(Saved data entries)
PR #87, opened 2022-04-21
myriad support

mahrous-deriv:


lib/Mojo/WebSocketProxy/Backend/ConsumerGroups.pm
```diff
@@ -364,7 +365,9 @@ Subscription will be done only once within first request to backend server.
 
 sub wait_for_messages {
     my ($self) = @_;
-    $self->{already_waiting} //= $self->redis->subscribe([$self->whoami], $self->redis->curry::weak::on(message => $self->curry::weak::_on_message));
+    $self->{already_waiting} //=
+        $self->redis->subscribe(['myriad.' . $self->whoami, $self->whoami],
```
billmarriott-binary, line 369: Is it possible to only add the prefix based on `msg_group` so we subscribe to one channel?

raunakkathuria, line 369: Let's not add `myriad` hardcoded in proxy, it's an open source module. Pass it as a config or as a parameter

mahrous-deriv: We can pass it from websocket.conf.

mahrous-deriv: Yes, we can also pass the prefix and prepend to the `$self->whoami` in `_prepare_request_data`

PR #95, opened 2023-10-16
log/request_logger_implementation

aisha-deriv:
This is the extended version of reference [POC implementation](https://github.com/hani-deriv/perl-Mojo-WebSocketProxy/pull/1) to associate a wrapper for logging into request storage we can use the context to be appended in the message with Deriv adapter and in this PR we will set context at time of dispatch of request and remove once the message is logged for the request

clickup card : https://app.clickup.com/t/20696747/PLA-660


lib/Mojo/WebSocketProxy/Dispatcher.pm
```diff
@@ -123,6 +124,9 @@ sub on_message {
     my $req_storage = {};
     $req_storage->{args} = $args;
 
+    # any further key-val pairs can be added here in request storage context object
+    $req_storage->{logger_context} = {correlation_id => UUID::Tiny::create_UUID_as_string(UUID::Tiny::UUID_V4)};
```
hani-deriv, line 128: we probably can move the context creation to the logger itself. if we found that there is no performance hit by keeping this constructor here.

lib/Mojo/WebSocketProxy/RequestLogger.pm
```diff
@@ -0,0 +1,30 @@
...
+
+# Method to log messages with various log levels
+method log_message($level, $message, @params) {
+    if($log->adapter->can('set_context')) {
+        $log->adapter->set_context($context);
+    }
+    $log->$level($message, @params);
+    if($log->adapter->can('clear_context')) {
+        $log->adapter->clear_context;
+    }
```
chylli-deriv, line 23: why we need set_context and clear_context ? 
why not 
```
local $log->context->{$_} = $context->{$_} for keys %$context;
```

aisha-deriv: we are using the Deriv adapter function here for setting the context in log object and then clearing after its usage

chylli-deriv: I don't think that's a good  idea to clear_context. That will make log mess. Suppose you want to print a context all time:
```
$log->context->{hello} = "world";
```
and after that you want to set context:
```
$log->adapter->set_context({foo => "bar"});
$log->info("blahblah");
$log->adapter->clear_context;
```
then after that the context 'hello' wlll be discarded.
that's not a good idea.
And, I guess we shouldn't call $log->adapter in most cases.

what we should do is:

```
for my $key (keys %$context){
    local $log->context->{$key} = $context->{$key};
}
$log->$level($message, @params);

```

hani-deriv: There are two contexts @chylli-deriv:
`$log->context`: is the one the module itself supports. it's global and limited as per the current implementation of the module and doing changes on it is a bit tricky.
`$log->adapter->context` is the one introduced by @aisha-deriv and we have a bit of control over it only in the `DERIV` adapter without affecting the complete module.
We can probably also provide support for the global context inside the new one.

hani-deriv: @aisha-deriv we can introduce an accessor method to the adapter and expose the context:
```
sub context {my $self = shift; return $self->{context}};
```
Then we can happily take advantage of the `local` keyword.

Another way around the local is to define a setter and clearer for the RequestLogger in which it sets and clears its own context out of the adapter context.

lib/Mojo/WebSocketProxy/RequestLogger.pm
```diff
@@ -0,0 +1,70 @@
...
+}
+
+method warn($message) {
+    $self->log_message('warning', $message);
+}
+
+method debug($message) {
+    $self->log_message('debug', $message);
+}
+
```
hani-deriv, line 65: We have `crit` and `critf` also.

lib/Mojo/WebSocketProxy/RequestLogger.pm
aisha-deriv: @chylli-deriv  as @hani said we are using adapter context because of the format we have applied to it and its not global
@hani-deriv adding this accessor will not lead issues with random context values ? with the clearing context we are always sure that correct context is put in message

lib/Mojo/WebSocketProxy/RequestLogger.pm
aisha-deriv: ok I'll add this

lib/Mojo/WebSocketProxy/RequestLogger.pm
hani-deriv: We extend the functionality only, and we keep the ability to completely clear the context.
Depending on the usage could be random or *global* values.
For the `RequestLogger` if it sets its context and clears it. no chance for these random values, unless something went wrong.

lib/Mojo/WebSocketProxy/Dispatcher.pm
```diff
@@ -123,6 +123,7 @@ sub on_message {
     my $req_storage = {};
     $req_storage->{args} = $args;
 
+    $req_storage->{logger}         = Mojo::WebSocketProxy::RequestLogger->new(context => {});
```
hani-deriv, line 126: Not used. 
```suggestion
    $req_storage->{logger}         = Mojo::WebSocketProxy::RequestLogger->new;
```

lib/Mojo/WebSocketProxy/RequestLogger.pm
```diff
@@ -0,0 +1,70 @@
...
+# Method to log messages with various log levels
+method log_message($level, $message, @params) {
+    if($log->adapter->can('set_context')) {
+        $log->adapter->set_context($context);
+    }
+    $log->$level($message, @params);
+    if($log->adapter->can('clear_context')) {
+        $log->adapter->clear_context;
+    }
```
kirill-deriv, line 23: @aisha-deriv it's a very strange choice for can, you're testing statically named method.. and without check executing dynamic method... it should be other way around.

lib/Mojo/WebSocketProxy/RequestLogger.pm
aisha-deriv: There is always a room for enhancement we can cater the request for localize the context as @chylli-deriv mentioned later to the adapter. For now we strictly want to keep the context availability similar for all messages so the scope is defined to be per request for log messages.

lib/Mojo/WebSocketProxy/RequestLogger.pm
aisha-deriv: this is done @kirill-deriv , added a default handler that will be used in case the context adapter not available this is done with regards to the discussion of @hani-deriv POC mentioned in PR description

lib/Mojo/WebSocketProxy/RequestLogger.pm
```diff
@@ -0,0 +1,91 @@
...
+    my ($level, $message, $context, @params) = @_;
+
+    if(scalar @params) {
+        return $log->$level($message, @params);
+    }
+
+    return $log->$level($message, $context);
+};
+
+sub set_handler {
```
leonid-deriv, line 22: Can we initialise it during object construction. Do we really need to change the handler?

t/29-request_logger_test.t
```diff
@@ -0,0 +1,27 @@
...
+    $logger->warn('This is a warning message');
+    $logger->trace('This is a trace message');
+    $logger->error('This is an error message');
+    $logger->debug('This is debug message');
+    $logger->infof('This is a info message %s', ['abc', '221']);
+    $logger->warnf('%s This is a warning message ', {with => 'params'});
+    $logger->tracef('This is a trace %s message', "with params");
+    $logger->errorf('This is an error %s message',"with params");
+    $logger->debugf('This is debug message with %s', 'params');
+    pass('All log levels tested');
```
leonid-deriv, line 19: how do we test it. just make sure that we implemented these methods?

aisha-deriv: we are checking the implementation for warn message in another test https://github.com/binary-com/perl-Log-Any-Adapter-DERIV/pull/20/files#diff-5ce3bf7ac545da06738a7184a78470998388c0ec9e97849cc9b67b0dce1a826a, all other are being put here to check methods are implemented

lib/Mojo/WebSocketProxy/RequestLogger.pm
hani-deriv: The `RequestLogger` resides in `WebsocketProxy` which is a public module. We don't want to tie it up to our special `DERIV` logging handling logic.
The object will be created on each message and we don't really need to change the handler. setting it once on start-up of the worker is enough.

lib/Mojo/WebSocketProxy/RequestLogger.pm
```diff
@@ -0,0 +1,91 @@
...
+class Mojo::WebSocketProxy::RequestLogger;
+
+use strict;
+use warnings;
+use Log::Any qw($log);
+use UUID::Tiny;
+
+field $context;
+
+our $default_handler = sub {
```
hani-deriv, line 12: IMO, When we call it, it'll be slightly misleading. maybe `log_handler` is a better name.

aisha-deriv: agreed! will change it

t/29-request_logger_test.t
```diff
@@ -0,0 +1,27 @@
+use Test::More;
+use Mojo::WebSocketProxy::RequestLogger;
+
+my $context = {'correlation_id' => '1234'};
+my $logger = Mojo::WebSocketProxy::RequestLogger->new(context => $context);
```
hani-deriv, line 5: The constructor doesn't accept the context as param.

chylli-deriv (approved):

kirill-deriv (approved):

leonid-deriv (approved):

Issue #634, opened 2015-09-14
Improve mailbox menu


poupotte:
If you have two mailbox with the same first letter, it's difficult to distinguish them in left menu.

Issue #627, opened 2015-09-10
Improve attachments icon visibility


poupotte:
It should be nice to improve attachment visibility, espacially on conversation.

kelukelu:
To improve the visibility in a conversation, I suggest to show the attachment icon event when the conversation are collapsed.
<img width="651" alt="screen shot 2015-09-15 at 10 58 59" src="https://cloud.githubusercontent.com/assets/7029620/9872755/b711b2a6-5b9b-11e5-87de-324679e36583.png">
If it is not visible enough, adding a lightgrey background color can be a good idea

PR #637, opened 2015-09-16
Development

poupotte:
* Fix search
* Display attachment icon even if message is collapsed, refs #627 
* Put the active account at the top of left menu, refs #634


client/app/components/menu.coffee
```diff
@@ -133,6 +133,13 @@ module.exports = Menu = React.createClass
                 if @state.accounts.length
                     @state.accounts.map (account, key) =>
                         @getAccountRender account, key
+                    .sort (account1, account2) =>
+                        if @props.selectedAccount?.get('id') is account1._store.props.key
+                            return -1
+                        else if @props.selectedAccount?.get('id') is account2._store.props.key
+                            return 1
+                        else
+                            return 0
```
aenario: might as well sort by ID or name otherwise to have a stable order.

client/app/components/message-list.coffee
```diff
@@ -58,6 +58,10 @@ module.exports = MessageList = React.createClass
                 @setState allSelected: false, edited: false
 
     render: ->
+        href = window.location.href
```
aenario: Could you move this into the router ? I feel it doesnt belong here.

Issue #623, opened 2015-09-08
Order of mailboxes in the list is wrong so the tree appears wrong too.


aenario:

frankrousseau:
I changed that. It now displays mailboxes in the alphabetical order.

Issue #594, opened 2015-08-11
Error creating folder


Peltoche:
Salut,

Le message d'erreur:
```
Error creating folder Argh, I'm unable to perform this action, please try again
```

La procedure:

- Creer un nouveau dossier dans choisir de parents
- Creer un autre dossier avec en parents le dossier precedent.

poupotte:
This issue should be now fixed. @peltoche, is it fixed for you ?

poupotte:
@aenario, this issue seems still available. Could you check it ?

clochix:
Hi @Peltoche,
This should be fixed for some time now, is it ok for you?

Peltoche:
Yes, all good! Thanks!

PR #638, opened 2015-09-17
Various mailbox fixes

aenario:
Error with server using "." as mailbox path delimiter ref #594
Error with order of mailboxes ref #623
Error when a box was destroyed via IMAP, it was kept in favorites
Error when a box was destroyed just after message were moved to it, the messages were not removed.


frankrousseau:
Thank you @aenario !

PR #672, opened 2015-10-30
use starred instead of stared, refs #665

poupotte:


aenario:
Did you make the change in transifex too ?

PR #693, opened 2015-12-02
SMTPConnection dep fix w/ npm3

m4dz:


nono:
The build is red, because tests on travis still run for JS files, not coffee.

PR #715, opened 2016-01-07
node 4

nono:
- Update dependencies for node 4
- Fix an error for node 0.12 / 4 / 5 when using buffers for attachments


server/models/message.coffee
```diff
@@ -555,11 +556,17 @@ module.exports = class Message extends cozydb.CozyModel
         async.eachSeries attachments, (att, cb) =>
             # WEIRDFIX#1 - some attachments name are broken
             # WEIRDFIX#2 - some attachments have no buffer
+            # WEIRDFIX#3 - use a stream instead of a buffer
             # att.name = att.name.replace "\ufffd", ""
-            # attachBinary need a path attributes
             att.buffer ?= new Buffer 0
-            att.buffer.path = encodeURI att.name
-            @attachBinary att.buffer, name: att.name, cb
+            stream = simplebufferstream att.buffer
```
aenario: How about we move this part to cozydb ?

nono: @aenario if you think it make more sense to do that in cozydb, I can move this hack to cozydb.

nono:
I've moved the work-around for using buffers as attachments to cozy-db. We have to wait for a new release of cozy-db to check if travis build is green and merge this PR if so.

nono:
Cozy-db 0.1.9 has been published and the build is green on travis \o/

frankrousseau:
Thank you!

PR #727, opened 2016-01-19
Fix Gmail security

aenario:
The imap server returned by autoconfig has changed, so we lost the security warning for gmail.

Also added some explanations about the rare(r) case, where the user need to display the gmail unlock captcha even if they have activated access for less secure app.


client/app/locales/en.json
```diff
@@ -333,6 +333,8 @@
   "gmail security tile": "About Gmail security",
   "gmail security body": "Gmail considers connection using username and password not safe.\nPlease click on the following link, make sure\nyou are connected with your %{login} account and enable access for\nless secure apps.",
   "gmail security link": "Enable access for less secure apps.",
+  "gmail security body 2": "If you still cant connect, you might need to use the unlock captcha from the following link.",
```
frankrousseau: cant should be can't

PR #732, opened 2016-01-28
Several fixes

aenario:


client/app/components/toolbox_actions.coffee
```diff
@@ -1,166 +1,144 @@
...
-        items = [
-            MenuHeader key: 'header-mark', t 'mail action mark'
-
-            if not @props.isSeen? or not @props.isSeen
+        message = @props.mode is 'message'
+        conversation = @props.mode is 'conversation'
+        Menu
+            icon: 'fa-cog'
+            direction: if @props.direction is 'right' then 'right' else 'left'
+        ,
```
nono: @aenario I'm a bit lost here. What means the comma on this line?

client/app/components/toolbox_actions.coffee
```diff
@@ -1,166 +1,144 @@
...
+
+            if message
+                MenuHeader key: 'header-mark', t 'mail action mark'
+
+            if message and @props.isSeen isnt true
```
nono: There is a good reason to write `isnt true` instead of `is false`? I'd have expected `isSeen` to be a boolean, but maybe it can take other values.

nono:
The code style looks good to me

client/app/components/toolbox_actions.coffee
aenario: React components takes an attributes object as first param and then the children as nullable varargs, I needed the coma to make coffee compile this part.

client/app/components/toolbox_actions.coffee
aenario: isSeen can be either true (all messages in conversation are seen), false (all messages are not seen), null (some are, some are not). I agree this is unclear and will add more comments.

PR #737, opened 2016-02-05
Fix rt import

aenario:


server/utils/constants.coffee
```diff
@@ -4,7 +4,7 @@ exports.MSGBYPAGE = 30
 # loads 200 ids in memory at once
 exports.LIMIT_DESTROY = 200
 # loads 30 messages in memory at once
-exports.LIMIT_UPDATE = 30
+exports.LIMIT_UPDATE = 50
```
nono: Comments don't say the same thing than code. You should remove them or make more generic (30 vs 50 above and 5 vs 1 just below).

PR #742, opened 2016-02-10
Fix download link on empty message

misstick:
Fix download feature : 
 - [x] link is broken
 - [x] cache local file url

### DIFF
--- a/client/app/components/file_picker.coffee
+++ b/client/app/components/file_picker.coffee
@@ -226,10 +226,8 @@ FileItem = React.createClass
         li className: "file-item", key: @props.key,
             i className: "mime #{type} fa #{iconClass}"
             a
-                className: 'file-name',
-                target: '_blank',
-                onClick: @doDisplay,
-                href: file.url
+                'className': 'file-name'
+                'onClick': @doDisplay
                 'data-file-url': file.url
                 'data-file-name': file.generatedFileName
                 'data-file-type': file.contentType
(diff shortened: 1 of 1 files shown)


client/app/components/file_picker.coffee
```diff
@@ -225,27 +227,26 @@ FileItem = React.createClass
...
 
             span className: 'file-size',
                 "\(#{(file.length / 1000).toFixed(1)}Ko\)"
             span className: 'file-actions',
                 a
-                    className: "fa fa-download"
-                    href: "#{file.url}?download=1"
+                    'className' : 'fa fa-download'
+                    'download'  : file.generatedFileName
+                    'href'      : getFileURL file
```
aenario: use `@state.tmpFileURL` here too

misstick: @aenario : it must be the real `file.url`here otherwise feature "download" doesn't work. See my rollback commit: https://github.com/misstick/cozy-emails/commit/b6378cf11ea2ed38160268dbac9e50a280ad5c10#diff-4ef6be8edecdebfd711979b18edc3434L232

aenario: If we use the download attributes, I think we dont need the ?download=1 anymore.

misstick: @aenario : you're right : it is exactly what this code do :)

aenario: Oh. Brain-bug,  sorry about that :-)

PR #744, opened 2016-02-12
Remove 2nd panel when global scope change

misstick:
Remove 2nd panel (conversation from an email selected into emailList) when : 
 - [x] the selected email is deleted,
 - [x] the mailbox filter is changed,
 - [x] the user change the mailbox
 - [x] the user delete a draft from message.editView


misstick:
Oups : message are no more saved in draft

▸ WHAT THE TASK REQUIRES
Every line that holds the word "added" should be copied from the records.

▸ SOLUTION TO THIS TASK
+    # any further key-val pairs can be added here in request storage context object
aisha-deriv: this is done @kirill-deriv , added a default handler that will be used in case the context adapter not available this is done with regards to the discussion of @hani-deriv POC mentioned in PR description
Also added some explanations about the rare(r) case, where the user need to display the gmail unlock captcha even if they have activated access for less secure app.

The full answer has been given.